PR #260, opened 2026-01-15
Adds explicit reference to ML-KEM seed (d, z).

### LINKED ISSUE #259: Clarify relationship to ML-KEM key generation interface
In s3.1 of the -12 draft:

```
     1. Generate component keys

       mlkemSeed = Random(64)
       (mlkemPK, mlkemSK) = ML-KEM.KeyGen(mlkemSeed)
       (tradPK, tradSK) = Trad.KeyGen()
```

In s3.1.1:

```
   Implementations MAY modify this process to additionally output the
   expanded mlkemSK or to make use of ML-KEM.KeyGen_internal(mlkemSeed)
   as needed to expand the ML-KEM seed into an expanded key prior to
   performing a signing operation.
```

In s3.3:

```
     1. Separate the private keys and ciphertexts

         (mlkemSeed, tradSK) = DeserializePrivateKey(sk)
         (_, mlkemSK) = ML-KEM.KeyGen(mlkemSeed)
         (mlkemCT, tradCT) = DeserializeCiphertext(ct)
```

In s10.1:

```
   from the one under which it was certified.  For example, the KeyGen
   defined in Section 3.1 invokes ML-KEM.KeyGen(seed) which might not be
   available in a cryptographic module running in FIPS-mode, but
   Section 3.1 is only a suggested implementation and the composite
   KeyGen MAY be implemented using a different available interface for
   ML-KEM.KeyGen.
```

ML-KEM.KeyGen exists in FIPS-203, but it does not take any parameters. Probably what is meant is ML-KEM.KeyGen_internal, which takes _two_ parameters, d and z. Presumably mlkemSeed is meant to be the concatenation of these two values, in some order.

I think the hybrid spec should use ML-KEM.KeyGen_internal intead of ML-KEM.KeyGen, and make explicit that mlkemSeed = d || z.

Work order
Keeping each line intact, set down the entire listing once more.

Answer to this problem
PR #260, opened 2026-01-15
Adds explicit reference to ML-KEM seed (d, z).

### LINKED ISSUE #259: Clarify relationship to ML-KEM key generation interface
In s3.1 of the -12 draft:

```
     1. Generate component keys

       mlkemSeed = Random(64)
       (mlkemPK, mlkemSK) = ML-KEM.KeyGen(mlkemSeed)
       (tradPK, tradSK) = Trad.KeyGen()
```

In s3.1.1:

```
   Implementations MAY modify this process to additionally output the
   expanded mlkemSK or to make use of ML-KEM.KeyGen_internal(mlkemSeed)
   as needed to expand the ML-KEM seed into an expanded key prior to
   performing a signing operation.
```

In s3.3:

```
     1. Separate the private keys and ciphertexts

         (mlkemSeed, tradSK) = DeserializePrivateKey(sk)
         (_, mlkemSK) = ML-KEM.KeyGen(mlkemSeed)
         (mlkemCT, tradCT) = DeserializeCiphertext(ct)
```

In s10.1:

```
   from the one under which it was certified.  For example, the KeyGen
   defined in Section 3.1 invokes ML-KEM.KeyGen(seed) which might not be
   available in a cryptographic module running in FIPS-mode, but
   Section 3.1 is only a suggested implementation and the composite
   KeyGen MAY be implemented using a different available interface for
   ML-KEM.KeyGen.
```

ML-KEM.KeyGen exists in FIPS-203, but it does not take any parameters. Probably what is meant is ML-KEM.KeyGen_internal, which takes _two_ parameters, d and z. Presumably mlkemSeed is meant to be the concatenation of these two values, in some order.

I think the hybrid spec should use ML-KEM.KeyGen_internal intead of ML-KEM.KeyGen, and make explicit that mlkemSeed = d || z.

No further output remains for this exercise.